I've been having fun playing with Google's new image search. Naturally, the first thing I tried was a vanity search. I wondered what it would do with the images in my blogosphere gallery. It was interesting to see how one of the images had propagated around the net, being used by a number of sites to illustrate network effects and to capture the idea of the blogosphere.
However, while it is interesting to see the exact match type of results, what I think is more revealing is the discovery of similar images. Before jumping in to that, here's a quick guess at how Google is implementing this feature.
Firstly, I'm going to guess that it is using an indexing system just like its system for retrieving regular textual documents. This means that images are converted into discrete tokens, the sum of which effectively represent the image. When these tokens are close to identical the images are likely to be identical.
Secondly, the tokens that are used are analytical. That means that they represent qualities of the data, not the thing captured in the image. What I mean by this is that these tokens don't capture features of the object denoted by the image, rather they capture characteristics of the raster data that encodes the image. These features may be aggregates (e.g. the histogram of colours) and also associated with specific subareas of the image.
Finally, the system relies on the user to perceive the similarity. Thus when you put in a picture of The Eye of London, you get back the following images:
and you then remark - wow, it understands what was in the query image - how cool is that!
This is, of course, no mean feet. What Google has excelled at here, as it generally does, is the execution at scale of a reasonably well understood approach to image matching.
However, there is another side to this paradigm. What is this a picture of?
A person with wavy hair?
A man in a gray shirt?
A man holding a microphone?
A person gesturing?
Sergey Brin?
When we ask Google for similar images, we get the following:
The result set includes, interestingly: transformations of the original image, Bill Gates, Larry Page, people in gray shirts, an agent from The Matrix, both men and women.

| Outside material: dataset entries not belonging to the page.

PR #4196, opened 2022-08-01
Remove "\n" from text

nooraangelva:
ref: https://github.com/cern-sis/issues-inspire/issues/94


inspirehep/modules/workflows/tasks/arxiv.py
```diff
@@ -284,6 +284,7 @@ def extract_authors_from_xml(xml_content):
     undefined_or_empty_inspireid_value_regex = re.compile("undefined|inspire-\s*$", re.IGNORECASE)
     undefined_value_regex = re.compile("undefined", re.IGNORECASE)
     ror_path_value_regex = re.compile("https://ror.org/*")
+    remove_new_line_regex = re.compile(u"\n\s+")
```
MJedr, line 287: and if the spaces are before new line char?

inspirehep/modules/workflows/tasks/arxiv.py
```diff
@@ -304,12 +307,14 @@ def extract_authors_from_xml(xml_content):
 
         # Gets all the names for affiliated organizations using the organization ids from author
         for affiliation in author.xpath("./authorAffiliations/authorAffiliation/@organizationid").getall():
-            orgName = content.xpath(u'//organizations/Organization[@id="{}"]/orgName[@source="spiresICN" or @source="INSPIRE" and text()!="" ]/text()'.format(affiliation)).get()
+            orgName = re.sub(remove_new_line_regex, '', str(content.xpath(u'//organizations/Organization[@id="{}"]/orgName[@source="spiresICN" or @source="INSPIRE" and text()!="" ]/text()'.format(affiliation)).get()))
```
MJedr, line 310: maybe it would be clearer to extract the name first and then do `re.sub`

inspirehep/modules/workflows/tasks/arxiv.py
```diff
@@ -284,6 +284,7 @@ def extract_authors_from_xml(xml_content):
     undefined_or_empty_inspireid_value_regex = re.compile("undefined|inspire-\s*$", re.IGNORECASE)
     undefined_value_regex = re.compile("undefined", re.IGNORECASE)
     ror_path_value_regex = re.compile("https://ror.org/*")
+    remove_new_line_regex = re.compile(u"\s*\n\s+")
```
MJedr, line 287: are we sure that there's always `\s` char after new line?

nooraangelva: Hmm, at least in the problem record yes, but good point. I could change it also to ```\s*\n\s*```

MJedr: I think it would be safer

MJedr (approved):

So, on the one hand we had the impressive reponse to London landmark query which gives the appearance of intelligence and on the other a rather confusing set of images with a high variance for what precisely is 'similar'.
Of course, the missing ingreadient here is what is traditionally referred to as semantics. The images are not interpreted in terms of what they denote, they are interpreted in terms of the characteristics of the way in which they are encoded.
Image search as an application of this paradigm makes for a good metahpor for certain approaches to text understanding.